Si nos enfocáramos en las cosas negativas que nos han pasado, todos estaríamos deprimidos. El pasado nos ha hecho quienes somos y ese dolor que arrastramos nos hace ser ahora más fuertes, por eso, el texto sagrado dice que el oro se fragua en el fuego. Lo que hicimos no lo podemos cambiar, pero es una lección para no repetir en el presente ese mismo error.
Cuando tratamos de controlar lo que nos rodea, estamos tratando de exorcizar nuestros propios temores. El exceso de limpieza denota rasgos obsesivos, los celos inseguridad en nosotros mismos, la sobreprotección miedo a la pérdida, por decir algunos ejemplos.

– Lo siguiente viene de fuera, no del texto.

PR #190, opened 2023-12-04
Make firewall.py more readable

ggediminass:


bartoszWojciechO (approved):

ggediminass:
I may have lied about the `more readable` part :smile: 

However, now we can check if rules are added to iptables, when MULTIPLE subnets and ports are whitelisted :partying_face:

test/qa/lib/firewall.py
```diff
@@ -93,98 +96,195 @@
...
+    print("Expected rules:\n")
+    for rule in expected_rules:
+        print(rule)
+    print("\n")
 
     current_rules = _get_iptables_rules()
-    print("Current rules:\n", current_rules)
+    print("Current rules:\n")
+    for rule in current_rules:
+        print(rule)
```
mariusSincovici, line 274: shouldn't each rule be printed on a new line?

mariusSincovici (approved):

test/qa/lib/firewall.py
ggediminass: Checked this once again, it seems like we are indeed printing elements to new lines :smile:

test/qa/lib/firewall.py
```diff
@@ -92,99 +95,231 @@
...
+    [
+        f"-A INPUT -i {interface} -m connmark --mark 0xe1f1 -m comment --comment nordvpn -j ACCEPT",
+        f"-A INPUT -i {interface} -m comment --comment nordvpn -j DROP",
+        f"-A OUTPUT -o {interface} -m mark --mark 0xe1f1 -m comment --comment nordvpn -j CONNMARK --save-mark --nfmask 0xffffffff --ctmask 0xffffffff",
+        f"-A OUTPUT -o {interface} -m connmark --mark 0xe1f1 -m comment --comment nordvpn -j ACCEPT",
+        f"-A OUTPUT -o {interface} -m comment --comment nordvpn -j DROP"
+    ]
+
+
+def _get_rules_connected_to_vpn_server(interface:str):
```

En realidad, no son los hechos los que nos preocupan, sino la interpretación inadecuada de los mismos. Dirán ustedes: si tengo una enfermedad grave o un hijo que abusa de drogas, ¡cómo no preocuparme! En ambos ejemplos la preocupación es fútil, inútil. Si tengo una enfermedad grave es más productivo ocuparme de cómo resolverla, buscar atención médica, seguir las indicaciones, poner mis cosas en orden si la enfermedad tiene un curso inevitable a la muerte. En el caso de un hijo que abusa de drogas, ¿qué gano con preocuparme? Les aseguro que si la preocupación de las madres o padres resolviesen las adicciones, estas ya no existiesen. La clave, al igual que con la enfermedad grave, es ocuparse, buscar ayuda para manejar mejor esa situación y ponerle límites a ese hijo, para así llevarlo a tocar fondo y ocuparse de su problema. Al final sigue siendo válida la oración de la serenidad que dice “Señor, concédeme la serenidad para aceptar las cosas que no puedo cambiar, valor para cambiar aquellas que puedo y sabiduría para reconocer la diferencia”.
Para cambiar la ansiedad constante, debemos reconocer y aceptar nuestra ansiedad o angustia, detectar los pensamientos que nos provocan dicha angustia, analizar su veracidad, cuestionándonos honestamente qué tan real y objetivo es lo que estamos pensando, y reemplazar esos pensamientos por otros más objetivos. Este proceso es difícil llevarlo solos, por eso es vital buscar la ayuda de un terapeuta, un líder religioso capacitado, un psicólogo, enfermera de salud mental o psiquiatra. Dependiendo del grado de ansiedad, tal vez necesitemos antidepresivos (que además previenen las crisis de ansiedad), ansiolíticos y cambios en nuestro estilo de vida (alimentación, actividad física y pensamientos). Tanto en el Ministerio de Salud como en la Caja de Seguro Social existen Programas de Salud Mental. Busquemos ayuda.